Twelve hours later, the Third Company, where most of the reinforcements went, was probing the Popov’s third line of defence when it swung into a carefully staged Russian trap. Tempted into attacking what looked like a wandering Cossack cavalry battalion, the Third was flanked by a whole brigade of Soviet assault guns, cunningly dug-in hull-down on the high ground to their right. The Popov SU-76s were armed with the inferor 76 mm gun. Under different circumstances the 3rd Company’s 88 mm would have made short work of them. But the SU-76s were so well dug in that they could blast one Tiger after another without a single casualty to themselves. Within thirty minutes the 3rd had ceased to exist. Only two German tanks escaped, one of them commanded by the 3rd’s 20-year-old Commanding Officer.
He reported the loss of his company to the Vulture in the prescribed military way, then he excused himself for a moment and walked across to the nearest shattered tree, as if he were going to urinate. Instead he pulled out his duty pistol, placed it against his temple and squeezed the trigger. The bullet shattered his skull, the blood splattering the Vulture’s over large riding boots. Calmly the Vulture took out his handkerchief and flicked the blood off while an ashen-faced Metzger stared at him aghast.
‘Bury the bloody fool, Metzger,’ the Vulture rasped, no trace of emotion in his thin Prussian voice, ‘and see that I sign the recommendation for a bit of tin for him – say, the Iron Cross, second class!’ He sniffed and peered through his monocle to check if his boots were clean. ‘That’s about all he deserves for losing useless company like that. If this had been 1940 I would have court-martialled him. All right, Metzger, get the lead out of your arse! Move it!’
That same night a long line of trucks from the 8th Panzer Division which was in reserve rolled into their laager. A bewildered company of tankers in their black uniforms dropped into the dust and lined up
in front of Geier and his officers. Hurriedly a heavy-set tank captain clicked to attention in front of the Vulture and made his report.
‘Captain Stuke, 1st Company, Seventh Battalion and two hundred men, sir!’
The Vulture eyed him with a mirthless smile. Von Dodenburg knew what he was thinking – the Panzer Captain was a typical base stallion, his sole decoration the sport medal in bronze. Finally the Vulture returned the Captain’s salute.

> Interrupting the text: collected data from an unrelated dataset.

PR #16662, opened 2026-01-07
[diffusion] Enable Cache‑DiT config for diffusers backend

qimcis:
## Motivation
Addressing #16642, enabling Cache‑DiT acceleration for any diffusers pipeline in SGLang by allowing a cache‑dit config file to be passed through the diffusers backend.

## Modifications
- `--cache-dit-config` server arg in `python/sglang/multimodal_gen/runtime/server_args.py`
- cache‑dit when using diffusers pipelines, including config loading and module resolution: `python/sglang/multimodal_gen/runtime/pipelines/diffusers_pipeline.py`.
- fixed cli `--diffusers-kwargs` path to avoid `SamplingParams` init errors: `python/sglang/multimodal_gen/configs/sample/sampling_params.py`.

## Benchmarking and Profiling
2x RTX Pro 6000 WS

- Cache‑DiT config:
```bash
cat > /tmp/cache_dit_config.yaml <<'EOF'
cache_config:
  max_warmup_steps: 8
  warmup_interval: 2
  max_cached_steps: -1
  max_continuous_cached_steps: 2
  Fn_compute_blocks: 1
  Bn_compute_blocks: 0
  residual_diff_threshold: 0.12
  enable_taylorseer: true
  taylorseer_order: 1
parallelism_config:
  ulysses_size: 2
  parallel_kwargs:
    attention_backend: native
    extra_parallel_modules: ["text_encoder", "vae"]
EOF
```

## Test 1

- Baseline:
  - 43.79s, peak 67.80 GB
  - Command:
```bash
CUDA_VISIBLE_DEVICES=0,1 sglang generate \
  --model-path Qwen/Qwen-Image \
  --backend diffusers \
  --num-gpus 2 \
  --sp-degree 2 \
  --ulysses-degree 2 \
  --tp-size 1 \
  --prompt 'A coffee shop entrance features a chalkboard sign reading "Qwen Coffee $2 per cup," with a neon light beside it displaying "通义千问". Next to it hangs a poster showing a beautiful Chinese woman, and beneath the poster is written "π≈3.1415926-53589793-23846264-33832795-02384197". Ultra HD, 4K, cinematic composition.' \
  --negative-prompt " " \
  --width 1664 \
  --height 928 \
  --num-inference-steps 50 \
  --seed 42 \
  --save-output \
  --output-path outputs \
  --output-file-name baseline-2gpu-a.png
```
baseline-2gpu-a

- Cache‑DiT:
[...]

PR #19213, opened 2026-02-24
[diffusion] Add cache-dit CI tests

qimcis:
## Motivation

Add CI tests for changes in #16662 , and a CI test for cache-dit on native diffusion engine as well

## Modifications

Add 1 gpu test, 2 gpu test and baselines

## Checklist


qimcis:
output:
585abc22-97c5-48b8-aee0-db3718a84713

DefTruth:
@qimcis @mickqian Any updates? I think it would be better if we could add some tests for the cache to help SGLD avoid errors related to cache (e.g., #19955, #19965) introduced by new commits.

python/sglang/multimodal_gen/test/server/configs/cache_dit_config_1gpu.yaml
```diff
@@ -0,0 +1,10 @@
+cache_config:
```
mickqian, line 1: gather to a `configs` folder?

qimcis:
I updated this PR, instead of focusing only on cache-dit diffusers and the configs, I've also added a native SGLD 2-gpu sp-only cache-dit regression case, which uses the native SGLD cache-dit path with SP enabled and TP disabled, covering the class of issue from #19955 / #19965 around cache-dit parallelism config construction

In addition to this, i kept the 1-GPU diffusers cache-dit config coverage that i added previously (including one scm case)

Perf baselines have been regenerated onto current main too (2x h100 SXM)

Outputs for the 1gpu tests look like:

qwen_image_t2i_cache_dit_config_diffusers_1gpu


For the 2gpu test with wan, the output is not as important, as it's meant to measure simply that the execution path does not crash and produces a valid generation

Can you take a look to make sure things look ok before I get mick to review again? @DefTruth Thank you!

python/sglang/multimodal_gen/test/server/gpu_cases.py
```diff
@@ -521,6 +553,17 @@
         ),
         T2V_sampling_params,
     ),
+    DiffusionTestCase(
```
mickqian, line 551: these tests are heavy, could we try to make it lightweight

mickqian (approved):

mickqian:
CI is failing

python/sglang/multimodal_gen/test/server/gpu_cases.py
qimcis: i removed a redundant test, and made some changes, is this ok? passes locally for me @mickqian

‘Welcome to SS Assault Battalion Wotan, Stuke,’ he said.
‘SS Assault Battalion Wotan!’ the other officer echoed his words stupidly. ‘But Major, no one told us at HQ that we were to join the Armed SS.’
‘Well, this must be a pleasant surprise for you, eh! It isn’t every day that one gets the opportunity to join an elite formation like the Wotan, is it?’
‘Yes, yes, I understand that, Major,’ Stuke said, his face growing red. ‘But one needs time to make a decision like that. You’ll forgive me, Major, but I can’t simply join the Armed SS—’
‘Do you or don’t you?’ the Vulture cut in icily, the smile gone, his pale blue eyes gleaming dangerously. At his side von Dodenburg felt sorry for the blustering tank captain.
‘No,’ the other officer said lamely.
‘Thank you, soldier,’ the Vulture snapped and in the same instant he reached out and ripped off first one and then the other of the tanker’s epaulettes. ‘SS Soldier Stuke you may join the ranks.’
‘But, this … this is an outrage,’ the other man spluttered.
The Vulture ignored him completely. He turned to Officer Cadet Barsch, a one-armed veteran of the old Wotan, who had volunteered again for the Armed SS after being invalided out after losing his arm in 1941. Barsch’s chest glittered with decorations for bravery. ‘Barsch, will you be so kind as to take over the 3rd Company. Ensure that every man has the Wotan arm-band sewn on before dawn.’